Nur ich denke der Hauptgrund einen Verein zu gründen is eben die gemeinschaft. das man eben wenn man nicht allein dasteht vielmehr erreichen kann. wenn man alleine zum forstamt geht lachen die einene aus. kommt man aber mit 30-40 leuden dann sieht des scho ganz anders aus. nicht umsonst heißt es GEMEINSAM SIND WIR STARK- da is scho was dran.

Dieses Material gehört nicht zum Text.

PR #1195, opened 2026-08-28
CopyButton: make iconOnly actually collapse an outline button

JeanMarcMilletScality:
**TL;DR** — `iconOnly` had no visible effect on an outline `CopyButton`: the label was hidden but the button kept its full width, leaving a lone icon in a wide empty box. It now collapses to the icon, and `iconOnly={240}` stays full width until its container drops below 240px.

## Context

`iconOnly` is the affordance a narrow container reaches for, and on an outline `CopyButton` it did nothing visible: the button stayed a wide outline box with one glyph in it. Found while making a password-field composite responsive — it was the one control in the row that could not narrow.

## Approach

The floor exists for a reason: an outline copy button's label swaps from `Copy X` to `Copied X!` on click, so without a reserved width the button resizes under the cursor. It was applied as an **inline style**, and that is the crux — an inline style outranks every stylesheet rule, so the `@container` query behind `iconOnly` could never reach it: `Button` dutifully hid the label while the box kept its full labelled width. Switching the floor off in JS would fix the boolean form and leave the numeric one half broken, so the floor moved into the stylesheet under the same query, reading its breakpoint off `iconOnly` itself rather than off a second copy of the number:

```ts
const FlooredButton = styled(Button)<{ $floor?: string }>`
  min-width: ${({ $floor }) => $floor ?? 'auto'};
  ${({ iconOnly }) =>                                                      // ←
    typeof iconOnly === 'number' &&
    `@container responsive (max-width: ${iconOnly}px) { min-width: auto; }`}
`;
```

| `iconOnly` | Floor | Result |
| --- | --- | --- |
| unset | always | never resizes on click |
| `true` | none emitted | no label to reserve room for |
| `240` | above 240px only | holds its width while labelled, collapses below |
| `0` | always | matches `Button`, which treats 0 as a breakpoint nothing is narrower than |

`0` is the row worth a second look: it is falsy, so a JS guard would read it as "always collapse" while `Button` reads it as "never collapse". Measured in a browser, since jsdom evaluates no `@container`: computed `min-width` is `175px` above the breakpoint and `0px` below it, and neither button carries an inline `min-width`.

## Screenshots

**CopyButton → Outlined Copy Button Icon Only** with the frame at its default 20rem — `iconOnly` is icon-width, `iconOnly={240}` is still labelled:

cui1195-icononly-frame-20rem

The same story with the frame dragged to 216px — the numeric form has collapsed too:

cui1195-icononly-frame-216px

## Usage

Sourced from the story in this diff. Before, `iconOnly` was accepted on an outline button but had no visible effect:

```tsx
<CopyButton variant="outline" label="Certificate" textToCopy="Certificate" />
```

After — either form collapses the button; the numeric form needs a `container` ancestor to resolve against, and keeps its no-resize floor above the breakpoint:

```tsx
<Box container>
  <CopyButton variant="outline" label="Certificate" textToCopy="Certificate" iconOnly={240} />
</Box>
```

## Review focus

- 🟡 `buttonv2/CopyButton.component.tsx` › `FlooredButton` — the floor moves from an inline style to a class, so a consumer's `style={{ minWidth }}` now wins over it where before it was silently ignored; intended, and the one thing here worth disagreeing with. The success-state `cursor`/`opacity` deliberately keeps its precedence over `style`, so it cannot be unstyled while clicks are still being swallowed.
- ⚪ `buttonv2/CopyButton.component.tsx` › `outlineWidthFloor` — the arithmetic is unchanged, only where it is applied; every outline `CopyButton` with no `iconOnly` renders the same floor as before.
- ⚪ `buttonv2/CopyButton.component.test.tsx` — the width-floor test is removed rather than adapted: jsdom cannot evaluate the query and `jest-styled-components` is not a dependency, so the assertion would have claimed more than it checked. The accessible-name test stays and the story is the gate.

## How to test

1. `npm run storybook`, then Components → CopyButton → **Outlined Copy Button Icon Only**.
2. The first button should be icon-width, not a wide outline box; hovering it shows `Copy Certificate`.
3. The second is full width at the frame's default size. Click it — the label becomes `Copied Certificate!` and the button must **not** change width. This is the one check no automated test covers: an isolated browser cannot be granted `clipboard-write`, so the success state never engages there.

und apropos. biken auf wegen unter 2m breite verboten. das juckt mich nicht. ich fahr da wo ich will und wos mir spaß macht. wenn ich das befolgen würde, dürfte ich ncoh nicht ma auf manchen Straßen fahren. geschweige denn im wald. Biken is für mich eine Verkörperung von Spaß, Freiheit und eben abschalten vom alltag und das lasseich mir nicht versauen durch so ein sinnloses schwachsinniges gesetz.
also dann KEEP ON RIDING.

ciao Haiflyer


----------



## Keili (6. März 2003)

Einige der ganz "normal" gefällten Bäume liegen schon seid Jahren quer und es kommen jedes Jahr neue dazu.
Klar im Moment ist auf dem Frankenstein alles super aber das war es auch vor zwei Jahren auf dem Feldberg. Jetzt ist die alte DH Strecke dort absolut unbefahrbar. Die Buben da arbeiten jetzt auch an einer Vereinsgründung ich find das halt ein bisell spät.
Klar ist auch, dass Höflichkeit gegenüber den Fusgängern das A und O ist. Aber immer wieder beschweren sich doch welche beim Forstamt. Als Einzelperson  kannst du da zwar einmal die Woche anrufen und sagen: Ich wars nicht. Als Verein können wir dann aber für das Verhalten von uns allen sprechen. 
Die von dir aufgezählten Ziele des Vereins sind alle samt klasse, nur interessieren die keine Sau auserhalb des Vereins. Wie soll das klingen: "Wir brauchen die Strecke, damit wir hier die Jugen für ihre Erlebnissurlaube trainiern könne!" Ich glaub das bringt uns keine Vorteile. Wenn wir aber versprechen den Streckenbau in geordneten Bahnen ablaufen zu lassen und die Wege der Fussgänger nicht (weiter) zu zerstören, bzw. wieder begehbar zu machen. Dann haben wir ein gutes Argument für Verhandlungen. Dem Forstamt durfte klar sein, dass es den DH Sport vom Frankenstein nicht vertreinben kann also wäre eine geordnete Streckenführung und direkte verandwortliche Ansrechpartner bei uns sicher auch in deren Sinne.
Ich denke wir wollen alle nur das Gleiche nämlich in Ruhe und ohne Ärger unserem Sport nachgehen, also sollten wir alle an einem Strang ziehen

in diesem Sinne
*mich aufs Wochenende freu*
Keili


----------



## Haddock (6. März 2003)

Hi zusammen,

ich muss da Gerald mal beipflichten. So wie ihr das Thema angehen wolt wird das nicht gehen. Eine Vereinsgründung mact man nicht so zum spass. Da halst ihr eich ne Menge Verantwortung auf. Der Verein muss eingetragen werden, benötigt einen Vorstand mit allen darin Beteiligten Rollen, es ist eine Satzung aufzusetzen, dann ist überinanzierung nachzudenken etc. etc.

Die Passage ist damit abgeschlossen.